* **THE TASK**
Every line of the data must be retyped exactly as it stands.
---------- EXCERPTED DATA
PR #289, opened 2023-02-17
Feature/#276/qrcodes

kellhogs:
Ontime settings, Event data:
Removed: Event URL,
Added: Public URL, Backstage URL

handeled database saving on server side.

modified public and backstage view to represent new data

### DIFF
--- a/apps/client/src/features/modals/EventSettingsModal.jsx
+++ b/apps/client/src/features/modals/EventSettingsModal.jsx
@@ -113,7 +113,7 @@ export default function SettingsModal() {
             <Input
               {...inputProps}
               name='publicUrl'
-              placeholder='www.onsite.no'
+              placeholder='www.getontime.no'
               value={formData.publicUrl}
               onChange={(event) => handleChange('publicUrl', event.target.value)}
             />
@@ -145,7 +145,7 @@ export default function SettingsModal() {
             <Input
               {...inputProps}
               name='backstageUrl'
-              placeholder='www.onsite.no'
+              placeholder='www.getontime.no'
               value={formData.backstageUrl}
               onChange={(event) => handleChange('backstageUrl', event.target.value)}
             />
--- a/apps/client/src/features/modals/EventSettingsModal.jsx
+++ b/apps/client/src/features/modals/EventSettingsModal.jsx
@@ -27,8 +27,9 @@ export default function SettingsModal() {
 
     setFormData({
       title: data.title,
-      url: data.url,
+      publicUrl: data.publicUrl,
       publicInfo: data.publicInfo,
+      backstageUrl: data.backstageUrl,
       backstageInfo: data.backstageInfo,
       endMessage: data.endMessage,
     });
@@ -145,7 +146,7 @@ export default function SettingsModal() {
               {...inputProps}
               name='backstageUrl'
               placeholder='www.onsite.no'
-              value={formData.backstageurl}
+              value={formData.backstageUrl}
               onChange={(event) => handleChange('backstageUrl', event.target.value)}
             />
           </div>
--- a/apps/client/src/features/modals/EventSettingsModal.jsx
+++ b/apps/client/src/features/modals/EventSettingsModal.jsx
@@ -103,7 +103,7 @@ export default function SettingsModal() {
           </div>
           <div className={style.hSeparator}>Additional Screen Info</div>
           <div className={style.spacedEntry}>
-            <FormLabel htmlFor='pubUrl'>
+            <FormLabel htmlFor='publicUrl'>
               Public URL
               <span className={style.labelNote}>
                 <br />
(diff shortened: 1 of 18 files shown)


apps/client/src/features/modals/EventSettingsModal.jsx
```diff
@@ -130,6 +134,22 @@ export default function SettingsModal() {
               onChange={(event) => handleChange('publicInfo', event.target.value)}
             />
           </div>
+          <div className={style.spacedEntry}>
+            <FormLabel htmlFor='backstagekUrl'>
```
cpvalente, line 138: typo in backstageUrl

apps/client/src/features/modals/EventSettingsModal.jsx
```diff
@@ -99,19 +103,19 @@ export default function SettingsModal() {
           </div>
           <div className={style.hSeparator}>Additional Screen Info</div>
           <div className={style.spacedEntry}>
-            <FormLabel htmlFor='url'>
-              Event URL
+            <FormLabel htmlFor='pubUrl'>
```
cpvalente, line 106: Nitpick nr 1: I think we should stick to the same naming convention in each entry. So `publicUrl` here and in the name of the input

apps/client/src/features/viewers/backstage/Backstage.tsx
```diff
@@ -146,30 +141,23 @@ export default function Backstage(props) {
...
+      <div className={showPublicMessage ? 'public-container' : 'public-container public-container--hidden'}>
         <div className='label'>Public message</div>
         <div className='message'>{publ.text}</div>
       </div>
 
       <div className='info'>
         <div className='qr'>
-          {general.url != null && general.url !== '' && (
-            <QRCode value={general.url} size={qrSize} level='L' />
+          {general.backstageUrl != null && general.backstageUrl !== '' && (
```
cpvalente, line 156: now that we have typescript we can be more confident about the data type, so

`{general.backstage && (`

apps/client/src/features/viewers/public/Public.tsx
```diff
@@ -106,29 +105,23 @@ export default function Public(props) {
...
+      <div className={showPublicMessage ? 'public-container' : 'public-container public-container--hidden'}>
         <div className='label'>Public message</div>
         <div className='message'>{publ.text}</div>
       </div>
 
       <div className='info'>
         <div className='qr'>
-          {general.url != null && general.url !== '' && (
-            <QRCode value={general.url} size={qrSize} level='L' />
+          {general.publicUrl != null && general.publicUrl !== '' && (
```
cpvalente, line 120: same here as in the other comment
`{general.publicUrl && (`

cpvalente (changes requested):
You did a great job at tracking the data flow, good stuff! I am impressed

I don't have any major comments, just a few cleanups and nitpicks

apps/client/src/features/modals/EventSettingsModal.jsx
```diff
@@ -99,19 +103,19 @@ export default function SettingsModal() {
...
                 <br />
-                Shown as a QR code in some views
+                QR code to be shown on public screens
               </span>
             </FormLabel>
             <Input
               {...inputProps}
-              name='url'
+              name='publicUrl'
               placeholder='www.onsite.no'
```
cpvalente, line 116: Wow. This is some old code...

Can you please update this to redirect to the ontime website?

Www.getontime.no

Make sure to update all references

apps/client/src/features/table/utils.js
```diff
@@ -39,7 +39,7 @@ export const makeTable = (headerData, tableData, userFields) => {
   const data = [
     ['Ontime · Schedule Template'],
     ['Event Name', headerData?.title || ''],
-    ['Event URL', headerData?.url || ''],
+    ['Public URL', headerData?.publicUrl || ''],
```
cpvalente, line 42: Are we not missing a backstage url here?

apps/client/src/features/viewers/studio/StudioClock.jsx
```diff
@@ -46,7 +46,7 @@ export default function StudioClock(props) {
   const [searchParams] = useSearchParams();
   const showSeconds = searchParams.get('seconds');
   formatOptions.showSeconds = Boolean(showSeconds);
-  formatOptions.format = `hh:mm${formatOptions.showSeconds ? 'mm' : ''}`;
+  formatOptions.format = `hh:mm${formatOptions.showSeconds ? ':ss' : ''}`;
```
cpvalente, line 49: Great catch!

cpvalente (changes requested):
I am recommending some small changes for now , I will build and run the feature later today. Good stuff

apps/client/src/features/table/utils.js
kellhogs: i have thought about adding it there but decided against it. Maybe the export is shared with third parties that may not have access to the backstage url.

cpvalente: We don't really protect the data in the app. The assumption is that anyone that has access to the page should be entitled to the data

kellhogs: alright

cpvalente (approved):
--------------------
* **WRITTEN SOLUTION**
PR #289, opened 2023-02-17
Feature/#276/qrcodes

kellhogs:
Ontime settings, Event data:
Removed: Event URL,
Added: Public URL, Backstage URL

handeled database saving on server side.

modified public and backstage view to represent new data

### DIFF
--- a/apps/client/src/features/modals/EventSettingsModal.jsx
+++ b/apps/client/src/features/modals/EventSettingsModal.jsx
@@ -113,7 +113,7 @@ export default function SettingsModal() {
             <Input
               {...inputProps}
               name='publicUrl'
-              placeholder='www.onsite.no'
+              placeholder='www.getontime.no'
               value={formData.publicUrl}
               onChange={(event) => handleChange('publicUrl', event.target.value)}
             />
@@ -145,7 +145,7 @@ export default function SettingsModal() {
             <Input
               {...inputProps}
               name='backstageUrl'
-              placeholder='www.onsite.no'
+              placeholder='www.getontime.no'
               value={formData.backstageUrl}
               onChange={(event) => handleChange('backstageUrl', event.target.value)}
             />
--- a/apps/client/src/features/modals/EventSettingsModal.jsx
+++ b/apps/client/src/features/modals/EventSettingsModal.jsx
@@ -27,8 +27,9 @@ export default function SettingsModal() {
 
     setFormData({
       title: data.title,
-      url: data.url,
+      publicUrl: data.publicUrl,
       publicInfo: data.publicInfo,
+      backstageUrl: data.backstageUrl,
       backstageInfo: data.backstageInfo,
       endMessage: data.endMessage,
     });
@@ -145,7 +146,7 @@ export default function SettingsModal() {
               {...inputProps}
               name='backstageUrl'
               placeholder='www.onsite.no'
-              value={formData.backstageurl}
+              value={formData.backstageUrl}
               onChange={(event) => handleChange('backstageUrl', event.target.value)}
             />
           </div>
--- a/apps/client/src/features/modals/EventSettingsModal.jsx
+++ b/apps/client/src/features/modals/EventSettingsModal.jsx
@@ -103,7 +103,7 @@ export default function SettingsModal() {
           </div>
           <div className={style.hSeparator}>Additional Screen Info</div>
           <div className={style.spacedEntry}>
-            <FormLabel htmlFor='pubUrl'>
+            <FormLabel htmlFor='publicUrl'>
               Public URL
               <span className={style.labelNote}>
                 <br />
(diff shortened: 1 of 18 files shown)


apps/client/src/features/modals/EventSettingsModal.jsx
```diff
@@ -130,6 +134,22 @@ export default function SettingsModal() {
               onChange={(event) => handleChange('publicInfo', event.target.value)}
             />
           </div>
+          <div className={style.spacedEntry}>
+            <FormLabel htmlFor='backstagekUrl'>
```
cpvalente, line 138: typo in backstageUrl

apps/client/src/features/modals/EventSettingsModal.jsx
```diff
@@ -99,19 +103,19 @@ export default function SettingsModal() {
           </div>
           <div className={style.hSeparator}>Additional Screen Info</div>
           <div className={style.spacedEntry}>
-            <FormLabel htmlFor='url'>
-              Event URL
+            <FormLabel htmlFor='pubUrl'>
```
cpvalente, line 106: Nitpick nr 1: I think we should stick to the same naming convention in each entry. So `publicUrl` here and in the name of the input

apps/client/src/features/viewers/backstage/Backstage.tsx
```diff
@@ -146,30 +141,23 @@ export default function Backstage(props) {
...
+      <div className={showPublicMessage ? 'public-container' : 'public-container public-container--hidden'}>
         <div className='label'>Public message</div>
         <div className='message'>{publ.text}</div>
       </div>
 
       <div className='info'>
         <div className='qr'>
-          {general.url != null && general.url !== '' && (
-            <QRCode value={general.url} size={qrSize} level='L' />
+          {general.backstageUrl != null && general.backstageUrl !== '' && (
```
cpvalente, line 156: now that we have typescript we can be more confident about the data type, so

`{general.backstage && (`

apps/client/src/features/viewers/public/Public.tsx
```diff
@@ -106,29 +105,23 @@ export default function Public(props) {
...
+      <div className={showPublicMessage ? 'public-container' : 'public-container public-container--hidden'}>
         <div className='label'>Public message</div>
         <div className='message'>{publ.text}</div>
       </div>
 
       <div className='info'>
         <div className='qr'>
-          {general.url != null && general.url !== '' && (
-            <QRCode value={general.url} size={qrSize} level='L' />
+          {general.publicUrl != null && general.publicUrl !== '' && (
```
cpvalente, line 120: same here as in the other comment
`{general.publicUrl && (`

cpvalente (changes requested):
You did a great job at tracking the data flow, good stuff! I am impressed

I don't have any major comments, just a few cleanups and nitpicks

apps/client/src/features/modals/EventSettingsModal.jsx
```diff
@@ -99,19 +103,19 @@ export default function SettingsModal() {
...
                 <br />
-                Shown as a QR code in some views
+                QR code to be shown on public screens
               </span>
             </FormLabel>
             <Input
               {...inputProps}
-              name='url'
+              name='publicUrl'
               placeholder='www.onsite.no'
```
cpvalente, line 116: Wow. This is some old code...

Can you please update this to redirect to the ontime website?

Www.getontime.no

Make sure to update all references

apps/client/src/features/table/utils.js
```diff
@@ -39,7 +39,7 @@ export const makeTable = (headerData, tableData, userFields) => {
   const data = [
     ['Ontime · Schedule Template'],
     ['Event Name', headerData?.title || ''],
-    ['Event URL', headerData?.url || ''],
+    ['Public URL', headerData?.publicUrl || ''],
```
cpvalente, line 42: Are we not missing a backstage url here?

apps/client/src/features/viewers/studio/StudioClock.jsx
```diff
@@ -46,7 +46,7 @@ export default function StudioClock(props) {
   const [searchParams] = useSearchParams();
   const showSeconds = searchParams.get('seconds');
   formatOptions.showSeconds = Boolean(showSeconds);
-  formatOptions.format = `hh:mm${formatOptions.showSeconds ? 'mm' : ''}`;
+  formatOptions.format = `hh:mm${formatOptions.showSeconds ? ':ss' : ''}`;
```
cpvalente, line 49: Great catch!

cpvalente (changes requested):
I am recommending some small changes for now , I will build and run the feature later today. Good stuff

apps/client/src/features/table/utils.js
kellhogs: i have thought about adding it there but decided against it. Maybe the export is shared with third parties that may not have access to the backstage url.

cpvalente: We don't really protect the data in the app. The assumption is that anyone that has access to the page should be entitled to the data

kellhogs: alright

cpvalente (approved):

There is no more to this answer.